Both the Congress and the White House understand the need for more radio spectrum. In 2010, the White house urged the National Telecommunications Information Agency (NTIA) to find an extra 500 megahertz that could be auctioned for commercial uses. The unused and underused spectrum was to be collected from federal departments and agencies, TV stations and other users, and then transferred to the FCC for auctions. In some instances, the NTIA was to promote “shared use” of spectrum and $100 million in funding was earmarked for “shared use” research.

In 2015, Senator Rubio introduced a bill to transfer 200 megahertz from government use to FCC auctions. In a very carefully worded, defensive statement, the NTIA asserted that “Federal agencies have exclusive use of only 18 percent of the “prime” spectrum between 225MHz and 3.7GHz.” Taking that at face value, they have exclusive control over 624 megahertz in those “prime” bands.  Of their portfolio in 2012, the NTIA claimed it could find only 95 megahertz of government spectrum that was suited for auction.
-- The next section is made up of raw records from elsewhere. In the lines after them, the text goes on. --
PR #69, opened 2020-06-30
tests: mark tests with CAN_BE_ZONED=1

birkelund:
Zoned devices should have no issues running block/{008,019} and
nvme/032, so mark the tests with CAN_BE_ZONED=1.

Signed-off-by: Klaus Jensen <k.jensen@samsung.com>


osandov:
Thanks! We might also want to rename `_run_fio_rand_io` to `_run_fio_randread` to make it clearer.

PR #81, opened 2021-08-24
Create test name from most recently used test number

jderrick:
The 'new' script can inadvertently use a test name that was removed, ex
nvme/001, which may create confusion if identically-named tests exist
among different versions. Instead, generate a test name at the numerical
tail end of the test group.

Signed-off-by: Jon Derrick <jonathan.derrick@linux.dev>

### DIFF
--- a/new
+++ b/new
@@ -96,13 +96,11 @@ EOF
 	echo "Created tests/${group}/rc"
 fi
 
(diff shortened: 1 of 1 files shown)


osandov:
This seems reasonable. Please fix the missing quoting error from shellcheck and I can pull it in.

Ninety-five megahertz is a good start. Indeed, 95 megahertz is twice the size of an FCC auction called AWS-3 auction that harvested $45 billion split between the TV stations, first responders and the cash-strapped Treasury. To arrive at its 95 megahertz estimate, the NTIA screened government holdings for spectrum suitability and whether the holding was exclusive-use (i.e. shared) or not. That process would result in an inventory that shows the nature and intensity of use for all of its spectrum, a head-start on the report card that CTIA has suggested be updated and made public regularly.

Underused TV spectrum was also supposed to be part of the 500 megahertz transferred into commercial wireless use. Following the AWS-3 auction, a similar 60 megahertz bundle of underused TV spectrum was scheduled for auction in late 2015 with proceeds expected to be near $60 billion. However, the broadcasters created a court challenge to that auction, questioning how to count viewers in the resulting re-packed channel lineup. The delayed auction is now expected to occur in mid-2016.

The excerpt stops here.